TASK DESCRIPTION — Of the entries below, copy only those lines that contain the word "solve".

=== STORED DATA ===

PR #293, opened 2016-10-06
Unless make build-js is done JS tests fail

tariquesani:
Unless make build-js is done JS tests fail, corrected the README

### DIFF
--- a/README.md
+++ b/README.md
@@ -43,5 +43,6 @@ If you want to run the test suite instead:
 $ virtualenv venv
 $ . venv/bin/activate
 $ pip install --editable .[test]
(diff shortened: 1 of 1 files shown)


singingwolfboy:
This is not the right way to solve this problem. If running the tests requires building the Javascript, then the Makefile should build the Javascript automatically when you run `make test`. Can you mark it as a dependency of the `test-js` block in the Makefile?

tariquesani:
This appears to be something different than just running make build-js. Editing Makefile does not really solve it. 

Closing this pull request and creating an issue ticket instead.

===

WRITTEN ANSWER —
This is not the right way to solve this problem. If running the tests requires building the Javascript, then the Makefile should build the Javascript automatically when you run `make test`. Can you mark it as a dependency of the `test-js` block in the Makefile?
This appears to be something different than just running make build-js. Editing Makefile does not really solve it. 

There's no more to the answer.